Glee star Darren Criss apologized to Caitlyn Jenner via Facebook on Friday, June 26, after the actor joked about her transition from male to female during a Broadway show this week.
One person attending the John Cameron Mitchell-written musical, Hedwig and the Angry Inch, disdainfully noted Criss' remark via Twitter. "Tonight, Darren Criss, as HEDWIG said, 'man, woman, moman, wan, Bruce Jenner, whatever you are,'" the tweeter Marc Lacognata wrote. "And it was very distasteful."
The context of the line, however, was part of the musical.

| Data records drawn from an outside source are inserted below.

PR #3550, opened 2018-10-09
[WFCORE-4127] Disable CLI paging with an option

MMarus:
WFCORE issue: https://issues.jboss.org/browse/WFCORE-4127
EAP issue: https://issues.jboss.org/browse/EAP7-1113
Analysis document: https://github.com/wildfly/wildfly-proposals/pull/131

Disable CLI paging with an option through the jboss-cli.xml or a command-line argument.


core-feature-pack/src/main/resources/content/bin/jboss-cli.xml
```diff
@@ -68,4 +68,11 @@
         <prompt-color>blue</prompt-color>
     </color-output>
 
+    <!-- Uncomment to disable the output paging.
+    By default the output of commands is not printed at once, instead you can scroll through it and search
```
jfdenise: I would say "By default, if the OS supports it, .... int it."

testsuite/standalone/src/test/java/org/jboss/as/test/integration/management/cli/LongOutputTestCase.java
```diff
@@ -297,4 +312,22 @@ private static void waitFor(Callable<Boolean> condition, long timeout) throws Ex
...
     }
 
+
+    /**
+     * Check that the whole output was written at once when the output paging is disabled
+     */
+    @Test
+    public void testDisabledOutputPaging() throws Exception {
+        setupConsole(false);
+        consoleWriter.println("/:read-resource");
```
jfdenise: You could perhaps use the elytron resource to be homogenous with the other testcase.

testsuite/standalone/src/test/java/org/jboss/as/test/integration/management/cli/CliConfigUtils.java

In Hedwig, the lead describes her perfume line to the audience, and says it's for everyone — whether you're a "man, woman, moman, wan."

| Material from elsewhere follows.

PR #3555, opened 2018-10-15
[WFCORE-4167] Upgrade to WildFly Galleon Plugins 2.0.2.Final and prop…

aloubyansky:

While Criss' comments were made in character (with some improv), the 28-year-old star was soon accused of transphobia by some people across the Internet. This prompted the star — who plays a punk trans character in Hedwig — to address the incident on Friday.
"I want to sincerely apologize to Caitlyn Jenner, all transgender people, and anyone who was offended for my words on stage during Tuesday evening's performance," the star wrote to his 1 million-plus followers on Facebook. "In no way do the remarks reflect my personal belief system or my support for transgender people. However, I do realize the severity of the comment and the weight that words can carry and for that, I take full responsibility."

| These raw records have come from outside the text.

PR #3542, opened 2018-10-03
[WFCORE-4147] Fixed issue with double quotation in .bat script

rstancel:
Jira: https://issues.jboss.org/browse/WFCORE-4147

PR #3556, opened 2018-10-15
[WFCORE-4147] Delete the gc.log after the -version check to see if the GC settings are valid.

jamezp:
https://issues.jboss.org/browse/WFCORE-4147

This replaces #3542


jamezp:
@marekkopecky Could please review this?

PR #3564, opened 2018-10-18
WFCORE-4175 Undertow 2.0.14.Final

stuartwdouglas:


jamezp:
@dosoudil This is going to require a prod re-build of undertow.
@jmesnil Likely won't be the only upgrade required for core, but we will need a core tag probably next Tuesday the 23.Oct.

PR #3568, opened 2018-10-24
[WFCORE-4179] Update MBeanRegistrationService to support new MSC API

ropalka:
https://issues.jboss.org/browse/WFCORE-4179


bstansberry:
This entire class should be removed from core and moved to the sar subsystem, which is the only place it is used. The jmx module is not part of the kernel api and is therefore not something extensions should use (i.e. I don't care about breaking any uses of this class outside of WildFly and WildFly Core.)

If you or @jmesnil feel more cautious about just removing it, then copying to sar and just deprecating the whole thing seems fine too.

ropalka:
@bstansberry follow up here https://github.com/wildfly/wildfly/pull/11792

Criss expressed his direct support for the former Olympian, in her decision to transition from male to female. "I commend Caitlyn on her strength and for spreading acceptance around the globe," the actor continued. "I have been and remain a proud and unwavering ally of the LGBTQIA community, and will continue to walk alongside my friends on the road to full equality and acceptance."
Indeed, Criss has publicly been a staunch supporter of the LGBT community for years. The star — who identifies as straight — skyrocketed to the spotlight in Fox's Glee, after portraying Chris Colfer's love interest Blaine. In February 2011, Criss told Out magazine: "I think it's more empowering to everybody, including myself, if I'm articulate about identifying myself as a straight male playing a gay character. Ultimately, that's more powerful for both communities."
"The real cool thing is I was inadvertently raised by the gay community," the San Francisco native continued. "I was staying out much later than most kids after shows, going to restaurants… I was friends with older guys—they were who I looked up to. It wasn't until later that I put together that they were gay."